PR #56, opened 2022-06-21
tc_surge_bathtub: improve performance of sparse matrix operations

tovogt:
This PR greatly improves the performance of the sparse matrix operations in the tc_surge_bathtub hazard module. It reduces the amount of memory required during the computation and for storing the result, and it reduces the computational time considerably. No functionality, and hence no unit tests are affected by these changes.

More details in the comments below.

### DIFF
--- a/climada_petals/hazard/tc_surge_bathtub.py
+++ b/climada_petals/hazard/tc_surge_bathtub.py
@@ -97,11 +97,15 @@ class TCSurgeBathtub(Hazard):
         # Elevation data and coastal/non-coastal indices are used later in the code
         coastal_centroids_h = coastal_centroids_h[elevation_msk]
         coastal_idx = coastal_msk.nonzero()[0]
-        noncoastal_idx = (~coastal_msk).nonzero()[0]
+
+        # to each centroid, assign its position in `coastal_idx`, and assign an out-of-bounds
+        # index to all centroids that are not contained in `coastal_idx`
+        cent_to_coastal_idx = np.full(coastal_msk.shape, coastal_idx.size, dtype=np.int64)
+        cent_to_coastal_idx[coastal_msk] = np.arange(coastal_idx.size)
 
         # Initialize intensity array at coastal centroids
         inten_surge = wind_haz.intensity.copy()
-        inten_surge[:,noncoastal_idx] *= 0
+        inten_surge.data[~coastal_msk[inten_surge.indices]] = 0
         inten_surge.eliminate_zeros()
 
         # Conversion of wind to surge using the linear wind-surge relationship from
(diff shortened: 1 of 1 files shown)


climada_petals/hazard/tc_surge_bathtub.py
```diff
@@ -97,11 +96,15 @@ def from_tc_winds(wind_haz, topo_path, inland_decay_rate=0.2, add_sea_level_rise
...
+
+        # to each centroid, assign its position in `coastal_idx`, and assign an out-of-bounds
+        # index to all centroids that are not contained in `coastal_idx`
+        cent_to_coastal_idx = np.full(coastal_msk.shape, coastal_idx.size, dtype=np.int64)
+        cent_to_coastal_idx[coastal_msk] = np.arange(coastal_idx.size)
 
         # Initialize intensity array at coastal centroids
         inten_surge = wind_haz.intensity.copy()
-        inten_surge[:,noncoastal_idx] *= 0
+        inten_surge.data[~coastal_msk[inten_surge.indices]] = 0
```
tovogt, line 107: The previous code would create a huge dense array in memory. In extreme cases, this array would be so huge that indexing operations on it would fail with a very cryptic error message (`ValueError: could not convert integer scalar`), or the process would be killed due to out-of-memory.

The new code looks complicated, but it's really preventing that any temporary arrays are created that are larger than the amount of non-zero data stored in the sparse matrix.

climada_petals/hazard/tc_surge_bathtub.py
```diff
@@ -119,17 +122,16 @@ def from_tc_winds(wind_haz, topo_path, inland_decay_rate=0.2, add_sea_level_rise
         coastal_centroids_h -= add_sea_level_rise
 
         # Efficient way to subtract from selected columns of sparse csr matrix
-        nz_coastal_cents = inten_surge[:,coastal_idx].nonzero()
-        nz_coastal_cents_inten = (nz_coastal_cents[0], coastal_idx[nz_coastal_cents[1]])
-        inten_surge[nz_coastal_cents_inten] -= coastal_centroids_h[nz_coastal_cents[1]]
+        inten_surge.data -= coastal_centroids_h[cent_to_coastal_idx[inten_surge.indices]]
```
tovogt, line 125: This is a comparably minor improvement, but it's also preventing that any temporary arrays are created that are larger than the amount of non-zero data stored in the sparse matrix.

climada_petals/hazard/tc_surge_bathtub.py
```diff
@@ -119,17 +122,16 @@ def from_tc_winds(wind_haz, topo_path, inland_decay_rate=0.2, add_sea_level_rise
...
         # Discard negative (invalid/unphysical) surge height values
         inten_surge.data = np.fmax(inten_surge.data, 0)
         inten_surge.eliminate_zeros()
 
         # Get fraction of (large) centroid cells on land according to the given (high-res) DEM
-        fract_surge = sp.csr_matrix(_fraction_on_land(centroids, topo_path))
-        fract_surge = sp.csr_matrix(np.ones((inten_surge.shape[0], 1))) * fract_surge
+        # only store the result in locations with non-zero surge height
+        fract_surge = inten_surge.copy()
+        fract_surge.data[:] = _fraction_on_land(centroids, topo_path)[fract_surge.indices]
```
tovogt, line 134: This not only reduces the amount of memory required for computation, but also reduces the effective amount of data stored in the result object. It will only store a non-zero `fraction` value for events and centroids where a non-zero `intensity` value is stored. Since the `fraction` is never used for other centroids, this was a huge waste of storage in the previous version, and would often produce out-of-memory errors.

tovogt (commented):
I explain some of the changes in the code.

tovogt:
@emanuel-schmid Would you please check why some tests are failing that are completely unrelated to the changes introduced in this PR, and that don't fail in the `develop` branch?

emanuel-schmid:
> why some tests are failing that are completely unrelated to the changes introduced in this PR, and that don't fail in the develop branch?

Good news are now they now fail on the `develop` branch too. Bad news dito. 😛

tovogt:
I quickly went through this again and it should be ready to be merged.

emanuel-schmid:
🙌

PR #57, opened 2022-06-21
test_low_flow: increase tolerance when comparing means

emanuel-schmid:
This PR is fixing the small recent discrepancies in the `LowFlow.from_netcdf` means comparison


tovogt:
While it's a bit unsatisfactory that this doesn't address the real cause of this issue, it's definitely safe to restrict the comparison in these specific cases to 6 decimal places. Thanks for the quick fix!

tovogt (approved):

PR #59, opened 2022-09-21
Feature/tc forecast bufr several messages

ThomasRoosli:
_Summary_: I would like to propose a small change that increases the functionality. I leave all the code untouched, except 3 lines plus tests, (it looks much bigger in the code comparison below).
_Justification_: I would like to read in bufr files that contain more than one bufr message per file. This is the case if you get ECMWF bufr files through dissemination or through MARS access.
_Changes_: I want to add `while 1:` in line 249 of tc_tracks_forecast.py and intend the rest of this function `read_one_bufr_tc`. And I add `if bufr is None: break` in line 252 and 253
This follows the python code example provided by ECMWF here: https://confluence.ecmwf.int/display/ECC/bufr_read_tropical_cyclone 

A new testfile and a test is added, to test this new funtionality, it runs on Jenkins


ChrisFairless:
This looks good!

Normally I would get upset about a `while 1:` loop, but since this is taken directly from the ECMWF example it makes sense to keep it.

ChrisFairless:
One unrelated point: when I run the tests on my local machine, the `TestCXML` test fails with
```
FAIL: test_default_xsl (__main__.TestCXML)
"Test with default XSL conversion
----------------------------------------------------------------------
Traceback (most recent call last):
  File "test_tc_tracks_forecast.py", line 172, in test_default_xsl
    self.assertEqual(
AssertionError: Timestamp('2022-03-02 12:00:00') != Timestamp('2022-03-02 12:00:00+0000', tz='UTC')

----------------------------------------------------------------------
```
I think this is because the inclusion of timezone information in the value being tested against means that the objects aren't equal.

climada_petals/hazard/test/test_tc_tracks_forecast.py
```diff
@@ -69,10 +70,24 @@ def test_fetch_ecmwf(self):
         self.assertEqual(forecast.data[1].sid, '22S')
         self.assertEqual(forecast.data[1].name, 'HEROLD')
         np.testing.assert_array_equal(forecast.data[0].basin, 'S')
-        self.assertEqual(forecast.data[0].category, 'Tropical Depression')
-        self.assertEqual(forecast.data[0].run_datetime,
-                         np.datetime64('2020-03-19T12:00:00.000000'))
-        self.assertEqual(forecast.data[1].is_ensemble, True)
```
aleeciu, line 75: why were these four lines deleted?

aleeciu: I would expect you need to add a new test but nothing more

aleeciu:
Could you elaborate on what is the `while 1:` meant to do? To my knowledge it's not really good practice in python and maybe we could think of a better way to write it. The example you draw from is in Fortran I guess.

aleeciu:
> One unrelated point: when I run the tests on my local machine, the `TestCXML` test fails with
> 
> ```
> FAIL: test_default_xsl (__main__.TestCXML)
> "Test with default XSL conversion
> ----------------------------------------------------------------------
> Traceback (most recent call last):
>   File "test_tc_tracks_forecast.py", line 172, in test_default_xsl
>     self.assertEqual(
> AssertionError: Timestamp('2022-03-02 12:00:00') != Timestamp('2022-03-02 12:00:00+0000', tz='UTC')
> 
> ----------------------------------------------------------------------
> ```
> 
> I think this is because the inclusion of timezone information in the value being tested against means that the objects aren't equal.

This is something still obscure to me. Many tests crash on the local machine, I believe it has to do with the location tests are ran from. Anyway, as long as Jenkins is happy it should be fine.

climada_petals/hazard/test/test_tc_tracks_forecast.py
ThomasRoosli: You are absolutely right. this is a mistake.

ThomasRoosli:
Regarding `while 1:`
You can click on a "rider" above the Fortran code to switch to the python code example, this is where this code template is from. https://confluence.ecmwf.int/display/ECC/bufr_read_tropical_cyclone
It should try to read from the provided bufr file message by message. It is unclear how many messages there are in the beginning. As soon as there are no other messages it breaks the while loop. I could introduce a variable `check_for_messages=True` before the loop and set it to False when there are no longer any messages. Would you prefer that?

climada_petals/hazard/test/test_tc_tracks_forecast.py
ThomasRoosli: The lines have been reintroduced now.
====
- Required work: Answer with one number only: how many lines in the listing include "https".

- Exercise response: 2